Simple black and white signs led mourners to ‘The Clarke Family Funeral” in Mansfield. And they were, as in life, tragically united in death as a beautiful four-member family, with no mention of their familiar killer.

In the funeral service, Hannah’s younger brother, Nat, spoke of growing up as playful siblings. They drifted apart, for reasons Nat has only recently come to fully understand, before bonding again for what ended up being Hannah’s last six months. Their time reunited would include a trip to Sea World with their kids; when he, one of the adults, still greeted his sister with a “wet willy” finger in the ear, and she couldn’t help but farewell him with playful mockery, before they all said “I love you” and left.

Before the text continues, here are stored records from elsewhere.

PR #6520, opened 2026-04-27
Fix files opened in read-only mode being writable

Arshia001:


syrusakbary (approved):

artemyarulin:
@Arshia001 what about comments just before in the code? Should we remove those or is that about something else?

```
// TODO: traverse rights of dirs properly
    // COMMENTED OUT: WASI isn't giving appropriate rights here when opening
    //              TODO: look into this; file a bug report if this is a bug
    //
```

syrusakbary (approved):

PR #6532, opened 2026-05-01
Fix/wasix subprocess feature detection

### LINKED ISSUE #6515: macOS: `bash` invoking a `coreutils` command leads to: `compile error: "exceptions proposal not enabled"`
I noticed the CI results on `main` are red again and it's something unrelated to the changes in the Wasmer repo.

What happens on macOS:
```
❯ echo "ls /" | wasmer run wasmer/bash
bash-dist#
/usr/bin/ls: /usr/bin/ls: Operation not permitted
bash-dist# exit
```

while on Linux I get a correct result:
```
❯ echo "ls /" | wasmer run wasmer/bash
bash-dist#
dev
etc
tmp
usr
bash-dist# exit
```

I suspect it's related to a recent release of the `coreutils` package:
https://wasmer.io/wasmer/coreutils/releases

Arshia001:
This PR allows WASIX subprocesses to select a different engine or different feature set relative to the parent process.

Fixes #6515.


lib/compiler/src/engine/inner.rs
```diff
@@ -327,6 +327,29 @@ impl Engine {
 
         Ok(())
     }
+
+    /// Build a new Engine with the same compiler and configuration, but with this Engine's
+    /// features extended by the given features.
+    #[cfg(feature = "compiler")]
+    pub fn new_with_extended_features(&self, features: &Features) -> Result<Self, CompileError> {
```
marxin, line 334: I thought it's already something we've been doing, see #6222.

lib/c-api/Cargo.toml
```diff
@@ -80,16 +80,18 @@ sys = ["wasmer-api/sys", "wasmer-compiler"]
...
 	"dep:wasmer-compiler-singlepass",
 	"wasmer-api/singlepass",
+	"wasmer-wasix/singlepass",
 	"compiler",
 ]
 # Enable the `cranelift` compiler. 
 cranelift = [
 	"dep:wasmer-compiler-cranelift",
 	"wasmer-api/cranelift",
+	"wasmer-wasix/cranelift",
```
theduke, line 90: Why is this needed? Should cranelift already be pulled in through wasmer-api/cranelift ?

lib/c-api/Cargo.toml
```diff
@@ -80,16 +80,18 @@ sys = ["wasmer-api/sys", "wasmer-compiler"]
...
 	"compiler",
 ]
 # Enable the `llvm` compiler.
-llvm = ["dep:wasmer-compiler-llvm", "wasmer-api/llvm", "compiler"]
+llvm = ["dep:wasmer-compiler-llvm", "wasmer-api/llvm", "wasmer-wasix/llvm", "compiler"]
```
theduke, line 94: Same question as above

lib/compiler/src/engine/inner.rs
theduke: Yeah, we already enable all features, so this shouldn't be required.

This also breaks in-memory caching of modules, because Modules are tied to a specific engine ID, and ::new will lead to a new engine. 

Although this is not problematic for this PR in particular because of a separate engine caching mechanism.

lib/wasix/src/runtime/mod.rs
```diff
@@ -568,6 +632,132 @@ impl PluggableRuntime {
...
+        if let Some(current) = current_backend {
+            candidate_backends.push(current);
+        }
+        for backend in SysBackend::all() {
+            if !candidate_backends.contains(&backend) {
+                candidate_backends.push(backend);
+            }
+        }
+
+        for backend in candidate_backends {
```
theduke, line 671: Redundant extra loop , and redundant vec allocation?

theduke (commented):
I do not like the tight coupling between specific sys engines and WASIX.

WASIX should ideally be mostly agnostic/unaware of different backends.

I'd much rather have something like we have on Edge: an `EngineSet` abstraction that holds the available engines, and that can be used to determine the best available engine. 

Then users like the CLI can create an EngineSet and configure  it on the PluggableRuntime, with a prioritization.

That keeps things cleanly composable and flexible.

Thoughts?

marxin:
The EH support got added for Cranelift+macOS, so the need for this PR has decreased significantly. That said, I’m closing it for now.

“I wouldn’t want it any other way, I only wish there was more time,” Nat said today.

“I’m so sorry I couldn’t protect you Hannah, Aaliyah, Laianah and Trey. We love and miss you all so much.”

Hannah’s friend Nikki Brooks remembered a woman who was “kind and selfless, fierce but so funny – and fitter than anyone”. She and another friend, Lou Farmer, marvelled at how Hannah encouraged her children to embrace life. For Lou, their tragic deaths came with the knowledge that Hannah was “up there with your babies, all together again, dancing up a storm”.

Police and emergency services officers, the Prime Minister, the Premier and the Lord Mayor were among those attending the service, where some dressed in pink to draw attention to the scourge of domestic violence, while others mourned in customary black or full uniform. Hannah and her children were all around, in memories, in the stories, and in the photos displayed on-screen, where they appeared full of love and life. Ultimately, their casket had to be carried from the church, and left in a single hearse, as rain poured down outside.

Mourners left the church with colourful bookmarks, featuring one of Hannah’s final social media posts: “I am a strong woman. I don’t sit around feeling sorry for myself, nor will I ever let anyone mistreat me again. I don’t respond to people who dictate to me, or to try and bring me down. I am a survivor and not a victim. I am in control of my life and there is nothing that I can’t achieve. My girls will grow up strong women, who understand their worth.”

On the night after Hannah and her children were murdered, an electrical storm fractured the Brisbane skyline, as Brisbane struggled to reconcile its emotions and the tragic events of the day. Today, there was only the rain, and the tears of those who knew them or came to know what they had been through.